South Korea as a “Global Power”?
A third approach that the new administration could pursue would be even more ambitious, positioning South Korea as a “global great power.”
Seoul’s contributions to managing the Ukraine crisis will function as the gauge for whether this approach gains salience in years to come. Near the end of the Moon administration, Seoul was in step with other Western countries in sanctioning Russia and accepting refugees from Ukraine. However, the previous administration did not show any willingness to become more involved. The relative lack of South Korean public interest in events in Europe, which is far removed from the Korean Peninsula, likely played a role in this more passive approach to Ukraine.
Nevertheless, if South Korea is to become a truly trusted and influential country, active involvement will be necessary. For example, if Seoul were to provide robust military assistance to Ukraine—which Japan and many other countries have failed to do—international appreciation for its contributions could quickly raise South Korea’s status, placing it alongside the G7 nations.

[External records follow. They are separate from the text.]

Issue #157, opened 2016-03-31
Race condition in NDPluginDriver constructor


ulrikpedersen:
Once in a while our unittests will crash with a segfault. 

A couple of examples: [build no. 229](https://travis-ci.org/areaDetector/ADCore/builds/119205876) and [build no. 218](https://travis-ci.org/areaDetector/ADCore/builds/118113158). Re-running the same travis build job will usually succeed.

The issue is not easily reproducible - at least I cannot reproduce it on RHEL6 (EPICS R3.14.12.3), but I have been able to reliably reproduce it on Ubuntu 14.04 with EPICS R3.14.12.5 and get the following stack-trace from GDB:

```
Program received signal SIGSEGV, Segmentation fault.
[Switching to Thread 0x7ffff2788b80 (LWP 63130)]
0x00000000006888c0 in ?? ()
(gdb) bt
#0  0x00000000006888c0 in ?? ()
#1  0x00007ffff759c070 in processTask (drvPvt=0x6868d0) at ../NDPluginDriver.cpp:158
#2  0x00007ffff5dfca6f in start_routine (arg=0x68af60) at ../../../src/libCom/osi/os/posix/osdThread.c:389
#3  0x00007ffff651b182 in start_thread (arg=0x7ffff2788b80) at pthread_create.c:312
#4  0x00007ffff682b47d in clone () at ../sysdeps/unix/sysv/linux/x86_64/clone.S:111

(gdb) up
#1  0x00007ffff759c070 in processTask (drvPvt=0x6868d0) at ../NDPluginDriver.cpp:158
158	    pPvt->processTask();
(gdb) print pPvt
$1 = (NDPluginDriver *) 0x6868d0
(gdb) print pPvt->processTask
$2 = {void (NDPluginDriver * const)} 0x7ffff759c084 <NDPluginDriver::processTask()>
(gdb) print pPvt->msgQId
$3 = (epicsMessageQueueId) 0x0
```

So in [NDPluginDriver.cpp:158](https://github.com/areaDetector/ADCore/blob/master/ADApp/pluginSrc/NDPluginDriver.cpp#L158) it segfaults when dereferencing the plugin's `processTask()` function.

[...]

PR #161, opened 2016-04-03
Plugin fix clean

MarkRivers:
This seems like the correct solution.  Even if we don't fully understand why it is crashing on some systems and not on others, the fact is that the processTask thread should not be accessing the plugin object until we can be sure that all constructors have finished.  One easy way to do that is to create the thread after the final derived class is instantiated.  Changes still need to be make to ADPluginEdge (a plugin not in ADCore) and simDetectorNoIOC which instantiates objects outside the context of an IOC.


ulrikpedersen:
I've added some more complete thread startup and shutdown signalling to help fix #157.

However, I'm not entirely happy with this solution just yet so don't merge yet. I'll carry on tomorrow.

ulrikpedersen:
and travis is not happy either! :grimacing: 

Carry on tomorrow!

ulrikpedersen:
Closing this PR as #163 include the relevant commits from here.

In South Korea, where the Korean War has not legally ended and is frozen in place by an armistice, public opinion toward overseas military dispatch is relatively permissive. As one administration insider noted, “through political leadership, public sentiments can be molded” to gain support for a more proactive agenda. It is interesting that such ambition is emanating from the new administration.
These three approaches represent different options that Seoul could select as the new government rethinks South Korea’s orientation to regional and global geopolitics. While enhancing the country’s international prestige might be desirable, the question still remains as to whether the Yoon administration and the South Korean people are prepared to assume greater international burdens and take greater risks. Observers should remain attentive to how the new administration and influential insiders forge a new approach—and potentially even a new South Korean international identity.